The experimental setup was the same as that shown in Fig. 7. The only difference is that the device output was programmed to rotate clockwise with an angular frequency of 1 Hz until blocked by the force sensor. Three levels of stiffness were adjusted for the 0, 10 and 20 mm that the pivot moved from the rotation center. Due to compliance, the output is blocked by the force sensor and will have a minor deflection at first. Once the force exceeds the threshold of the torque limiter mechanism, the output arm will be detached from the cable driver. The MTx sensor (static accuracy for roll/pitch <0.5°, angular resolution: 0.05°) was used to record the rotational angle of the turntable, and the force sensor measured the interaction force [27].

The experimental results are plotted in Figs. 9 and 10. In Fig. 9, it is observed that there are two states. For state (a), the output arm is driven by the cable driver. However, for state (b), the device is in free mode. After the output is blocked it will be detached, although the motor continues to rotate (see Fig. 9). The lag that the device displays in free mode is different from the output stiffness. The position data alone cannot adequately explain the performance. Therefore, the interaction force was recorded and synchronously plotted in Fig. 10. This figure also proves that after the device enters into the free mode, the force becomes small, which will sufficiently ensure patient safety. Outputs with higher stiffness will enter into the free mode before outputs with lower stiffness.

Fig. 9
figure 9

Postion data for the torque limiter mechanism

Fig. 10
figure 10

Interaction force for the torque limiter mechanism

4 Conclusion

Safe home-based rehabilitation is expected to create increased demand because of the inconvenience of travelling to rehabilitation centers. However, the demand is still limited by the lack of a suitable training device. In this study, we propose a light-weight, low-cost exoskeleton device with a compliant actuator and torque limiter mechanism for safe home training. Muscle spasms may be dangerous, especially, with exoskeleton devices that are closely attached to the forearm. Both a compliant actuator and novel torque limiter mechanism were applied here for ensuring safety when spasm occurs. For ensuring sufficient output performance while reducing the total weight, an actuator with a large reduction gear was applied, which induced non-backdrivability. For more active training, the non-backdrivability problem can be solved by a closed-loop interaction control method combined with the compliant actuator design.

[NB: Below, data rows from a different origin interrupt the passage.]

PR #3791, opened 2021-08-23
[#3210] Make --models and --select synonyms, except for 'ls'

### LINKED ISSUE #3210: Remove the distinction between --select and --models flags when working with node types

gshank:
resolves #3210

### Description

Some dbt commands used '--select' and some used '--models', but they worked the same under the covers. This makes the commands synonyms, although '--select' is preferred.  The 'ls' command has slightly different behavior for the two commands which is untouched.

### Checklist

### DIFF
--- a/core/dbt/main.py
+++ b/core/dbt/main.py
@@ -615,17 +615,10 @@ def _add_common_selector_arguments(sub):
     )
 
 
-def _add_selection_arguments(*subparsers, **kwargs):
-    models_name = kwargs.get('models_name', 'models')
+def _add_selection_arguments(*subparsers):
     for sub in subparsers:
-        if models_name == 'models':
-            _add_models_argument(sub)
-        elif models_name == 'select':
-            # these still get stored in 'models', so they present the same
-            # interface to the task
-            _add_select_argument(sub)
-        else:
-            raise InternalException(f'Unknown models style {models_name}')
+        _add_models_argument(sub)
+        _add_select_argument(sub)
         _add_common_selector_arguments(sub)
 
 
@@ -1075,8 +1068,8 @@ def parse_args(args, cls=DBTArgumentParser):
                           rpc_sub, seed_sub, parse_sub, build_sub)
     # --models, --exclude
     # list_sub sets up its own arguments.
-    _add_selection_arguments(build_sub, run_sub, compile_sub, generate_sub, test_sub)
-    _add_selection_arguments(snapshot_sub, seed_sub, models_name='select')
+    _add_selection_arguments(
+        build_sub, run_sub, compile_sub, generate_sub, test_sub, snapshot_sub, seed_sub)
     # --defer
     _add_defer_argument(run_sub, test_sub, build_sub)
     # --full-refresh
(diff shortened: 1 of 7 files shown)


leahwicz (approved):
Is the `ls` command just handled as its own separate thing?

core/dbt/main.py
```diff
@@ -615,17 +615,10 @@ def _add_common_selector_arguments(sub):
...
 
-def _add_selection_arguments(*subparsers, **kwargs):
-    models_name = kwargs.get('models_name', 'models')
+def _add_selection_arguments(*subparsers):
     for sub in subparsers:
-        if models_name == 'models':
-            _add_models_argument(sub)
-        elif models_name == 'select':
-            # these still get stored in 'models', so they present the same
-            # interface to the task
```
jtcohen6, line 625: Could we change this, from both storing in `args.models` to both storing in `args.select`? To my mind, this is most relevant for:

In this paper, dynamic modeling of the compliant actuator was done with minor deflections. The displacement of the output (λ) was ignored for the modeling. Considering that in an actual situation friction may have an influence on the simulation results, an experiment was conducted to evaluate force vs. deflection. Force vs. deflection with a large deflection was also considered, although this case may not happen in actual training. Subsequently, the performance of the torque limiter mechanism was also evaluated with variable stiffness. The experimental results prove the safety of the device with the mechanism. By combining the compliant actuator and torque limiter mechanism, although there will be a reaction time in which the device changes to low stiffness when a spasm occurs, the torque limiter can also ensure a force not larger than a pre-defined value for each individual.